Farmers in Roscommon and Leitrim have expressed conflicting views to An Taoiseach, Leo Varadkar’s call for more forest coverage in Ireland. The Taoiseach has called for 400 million trees to be planted over the next 20 years, in order to reach Ireland’s climate obligations.

Rural isolation

Jim McCaffery from Cloone, Co Leitrim told Morning Ireland that anywhere you see forestry, the farmer is gone. “You can’t live in the middle of this forest, that’s what people don’t understand, it’s a dead zone. These things grow to 60 – 70ft tall and completely envelop the area, they’re an absolute eyesore.”

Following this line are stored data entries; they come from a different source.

PR #1861, opened 2021-06-07
Updates of test cases post RHOAM v1.7.0 GA

trepel:
# Description
Test case updated due to RHOAM v1.7.0.

Most notable modifications:
* obsolete tasks tagged as 'manual-selection', not sure of a better way
* using 'external' env where appropriate
  * we might start creating 'external' epic since we have quite a few such tasks now
* a31 - tagged per-release because we should be testing with current and -1 and -2 OSD versions if possible

Note
We have four rate limit related test cases now, I feel there is a room for optimization (merging) but this is out of scope for this PR.


test-cases/tests/installation/a39-installation-verify-rhoam-on-private-cluster.md
```diff
@@ -0,0 +1,21 @@
...
+  - per-release
+---
+
+# A39 - installation - verify RHOAM on private cluster
+
+## Steps
+
+1. Create a clean OSD cluster as usual
+2. Follow [this guide](https://docs.google.com/document/d/1BwjzezNFtE7gd2y6FY6v2W6KRXCn0jMZk58ilJ8zSa8/edit) to make it private
+3. Use [addon-flow](https://master-jenkins-csb-intly.apps.ocp4.prod.psi.redhat.com/job/ManagedAPI/job/managed-api-install-addon-flow/) pipeline to run the automated tests against the cluster
```
psturc, line 17: Is it possible to run automated tests against private cluster via Jenkins? I was under the impression that a private cluster can be accessed only via VPN atm (afaik we don't have VPN config for those cases in Jenkins)

psturc:
/lgtm
just one question

test-cases/tests/installation/a39-installation-verify-rhoam-on-private-cluster.md
trepel: Thanks for explanation. It is not (due to private cluster being behind AWS VPN and VPN client need to be configured on a machine from which we want to access the cluster. I will rewrite to say how to run the test locally.

PR #1863, opened 2021-06-08
remove deprecated alerts deletion

makslion:
# Description
Closes MGDAPI-1797
There were rules to be deleted. This PR cleans up the code after rule deletion. 

## Verification steps 
- Ensure that rules deletion lines of code were removed  

## Type of change

## Checklist

### DIFF
--- a/pkg/resources/prometheusRules.go
+++ b/pkg/resources/prometheusRules.go
@@ -62,29 +62,6 @@ func (r *AlertReconcilerImpl) ReconcileAlerts(ctx context.Context, client k8scli
 			r.Log.Infof("Operation result", l.Fields{"productName": r.ProductName, "alertName": alert.AlertName, "result": string(or)})
 		}
 	}
-
-	rule := &monitoringv1.PrometheusRule{}
-	err := client.Get(ctx, k8sclient.ObjectKey{
-		Name:      "ksm-monitoring-alerts",
-		Namespace: "redhat-rhoam-middleware-monitoring-operator",
-	}, rule)
-	if !errors.IsNotFound(err) {
-		if err := client.Delete(ctx, rule); err != nil {
-			r.Log.Info("Alert \"ksm-monitoring-alerts\" was deleted")
-		}
-	}
-
-	rule = &monitoringv1.PrometheusRule{}
-	err = client.Get(ctx, k8sclient.ObjectKey{
-		Name:      "rate-limit-soft-limits",
-		Namespace: "redhat-rhoam-marin3r",
-	}, rule)
-	if !errors.IsNotFound(err) {
-		if err := client.Delete(ctx, rule); err != nil {
-			r.Log.Info("Alert \"rate-limit-soft-limits\" was deleted")
-		}
-	}
-
 	return integreatlyv1alpha1.PhaseCompleted, nil
 }
 


makslion:
@KevFan you asked me to ping you on this PR :thinking:

KevFan:
> @KevFan you asked me to ping you on this PR

@makslion Can't say I remember this :sweat_smile:  but I'll have a look anyway :+1:

pkg/resources/prometheusRules.go
```diff
@@ -62,29 +62,6 @@ func (r *AlertReconcilerImpl) ReconcileAlerts(ctx context.Context, client k8scli
 			r.Log.Infof("Operation result", l.Fields{"productName": r.ProductName, "alertName": alert.AlertName, "result": string(or)})
 		}
 	}
-
-	rule := &monitoringv1.PrometheusRule{}
-	err := client.Get(ctx, k8sclient.ObjectKey{
-		Name:      "ksm-monitoring-alerts",
-		Namespace: "redhat-rhoam-middleware-monitoring-operator",
```
KevFan, line 69: Since this was hardcoded to use `redhat-rhoam-middleware-monitoring-operator`, would this mean that the associated RHMI alert one is kept ? :thinking:

pkg/resources/prometheusRules.go
```diff
@@ -62,29 +62,6 @@ func (r *AlertReconcilerImpl) ReconcileAlerts(ctx context.Context, client k8scli
...
-	err = client.Get(ctx, k8sclient.ObjectKey{
-		Name:      "rate-limit-soft-limits",
-		Namespace: "redhat-rhoam-marin3r",
-	}, rule)
-	if !errors.IsNotFound(err) {
-		if err := client.Delete(ctx, rule); err != nil {
-			r.Log.Info("Alert \"rate-limit-soft-limits\" was deleted")
-		}
-	}
-
```
KevFan, line 87: General question, should this be only code merged once 1.7.0 has been released to all production clusters or we good to just merged into 1.8.0 release ? I'm just thinking that if not all production environments are on 1.7.0 and say a patch version was made that skipped that version and went straight to 1.8.0, these alerts may still be kept on those clusters with this change :thinking:

KevFan (commented):
Looks good overall, just have 2 questions

pkg/resources/prometheusRules.go
makslion: If I'm not wrong, the only way to skip 1.7.0 is ti have 1.8.0 to mark it as `skipped` or something :thinking:

pkg/resources/prometheusRules.go
makslion: At the moment of doing it, the focus was only on RHOAM. It is hard to recall all details of discussions, but the JIRA description suggests removing those alerts from RHOAM with this line: `Upgrading to an RHOAM version with the alert removed`, but the more I'm thinking about it the less confident I am :thinking: 
If the RHMI alert also were supposed to be removed then there would be a new JIRA ticket created with its own cleanup afterwards. What do you think about this? :thinking:

pkg/resources/prometheusRules.go
Boomatang: So as @makslion said the only that a customer could install 1.8.0 with out installing 1.7.0 is if 1.8.0 is marked to skip 1.7.0. All production clusters will have to install 1.7.0 first. But it is not a bad question to ask release coordinator just to confirm that confirm the 1.8.0 release will not be skipping the 1.7.0 release. 

Max you should ask that question on the jira. If you need help finding the release coordinator I can help with that.

pkg/resources/prometheusRules.go
Boomatang: The reason this was only done for RHOAM is the alert was falsely firing during the installs of the operator. As there will be no fresh installs of RHMI there was no need to remove it from the current installs.

pkg/resources/prometheusRules.go
makslion: It was confirmed that 1.7.x will not be skipped

pkg/resources/prometheusRules.go
KevFan: Cool, if there is no need for the alert to be removed in RHMI, then this comment can be ignored, was just wondering is all :+1:

pkg/resources/prometheusRules.go
KevFan: Great, thanks, was just wondering in case it's something to consider :+1:

KevFan:
Based on comments discussion, this looks good to me :+1: 

/lgtm

pkg/resources/prometheusRules.go
laurafitzgerald: I think we can still verify if this is a consideration for RHMI There is a 2.9 release about to happen so if we need it in until after that release it's just a matter of waiting. And there's no problem to have it sit in 1.8 and remove in 1.9. cc @briangallagher as he's co-ordinating the 2.9 release

briangallagher: There does not seem to be an equivalent rhmi rule so I think this is fine to delete. @laurafitzgerald

PR #1905, opened 2021-06-23
increase upgrade alert time to 60 minutes

laurafitzgerald:
# Description

Update the upgradExpectedDurationExceeded alert to 60 minutes from 10 minutes
This is to accomodate for a longer upgrade in 1.8.0 where a forced upgrade of RDS engine version happens.

# Verification
checkout master

install everything - check the prometheus rule has 10 mintues set in the cr and in the Openshift Prometheus

Stop the operator

check the prometheus rule has 60 minutes set in the cr and in the Openshift Prometheus.

## Checklist


MStokluska:
/lgtm

Verified on Laura's cluster. Alert time is increased to 60mins and did not fired during upgrade.

PR #1931, opened 2021-07-01
Add go.sum vendor check & update go.sum file

Patryk-Stefanski:
# Description
Addition of git diff to check that go.sum gets updated or has no changes in pr.
Link to Jira: https://issues.redhat.com/browse/MGDAPI-2161

## Type of change

- Addition  of git diff for go.sum in the vendor check prow check 
-  Updated go.sum file

## Verification

- Check out this branch and replace the local go.sum file with the master go.sum file .
   Running the vendor check should then return an error


Boomatang:
The `make vendor/check` fails when the go.sum file has being modified.
/lgtm

PR #1938, opened 2021-07-02
Fix prep/release script

MStokluska:
# Description
Fixes issue with building bundles when using csv generated by the prepare/release script

# Verification
- create a new rhoam release and confirm that a multiline string in json pattern is created for containerImages in metadata.annotation of rhoam CSV
- try creating a bundle and index using following guide lines (it should not fail) 
https://github.com/RHCloudServices/integreatly-help/blob/master/guides/olm/installing-rhmi-bundle-format.md


carlkyrillos:
Verified that a json string was created for containerImages in metadata.annotations of the rhoam csv. Verified that I could successfully create a bundle and index using the new release.
/lgtm

PR #1972, opened 2021-07-14
MGDAPI-1846 - format code as part of release script

KevFan:
# Description

The release script updates the version in `version.go` by replacing the whole version string and thereby removing any whitespaces provided by `gofmt`
* https://github.com/integr8ly/integreatly-operator/blob/master/scripts/prepare-release.sh#L68-L75

This works for RHOAM but not for RHMI as RHOAM version string is longer with no extra whitespaces and so doesn't not fail the `prow` code format check when the release is generated.
* https://github.com/integr8ly/integreatly-operator/blob/master/version/version.go#L16-L17

To fix this, the code is formated at the end of the release script 

## Verification
* Checkout master
* Run `OLM_TYPE=integreatly-operator SEMVER=2.10.0 make release/prepare`
* Verify version string whitespace is removed and unformated in `version/version.go`
image
* Checkout this banch
* Run `OLM_TYPE=integreatly-operator SEMVER=2.10.0 make release/prepare`
* Verifiy whitespace is kept and formated in in `version/version.go`
image

## Type of change

## Checklist

### DIFF
--- a/scripts/prepare-release.sh
+++ b/scripts/prepare-release.sh
@@ -36,6 +36,13 @@ else
   KUSTOMIZE="/usr/local/bin/kustomize"
 fi
 
+# Path to gofmt
+if [[ -z $GOROOT ]]; then
+  GOFMT="/usr/local/go/bin/gofmt"
+else
+  GOFMT="$GOROOT/bin/gofmt"
+fi
+
 create_new_csv() {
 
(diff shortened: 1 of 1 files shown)


matskiv:
Verified 👍 
/lgtm
/approve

The concerned farmer said that the forested areas are becoming isolated. “I know one farmer that lives on his farm that has his land planted and there are hundreds of acres planted in the parish of Cloone,” McCaffery said.

Easier

Paddy Rattigan from Rooskey, Co Roscommon, got out of suckler farming and planted trees on 120 acres of his 140 acre farm.

“The weather was changing and the summers were getting wetter and the ground conditions were deteriorating, that was a big part of it. Forestry was very attractive financially and in other ways,” he said. He also feels that his life is easier and that he is making more profit from his forest than he did from livestock.

Industrial

Edwina Guckian in Cloone, Co Roscommon, believes that it is important to plant “the right trees in the right places, in the right way".

She said that the current policy is only working for the people making money from the forests and does not consider the people of Leitrim. The young mother said that she would like a good life for her baby, but industrial plantations might not be the solution.

Thoughts amongst the farmers of these two counties are divided between concerns of isolation and a decline of a traditional way of life, while others see forestry as a progressive move towards sustainability.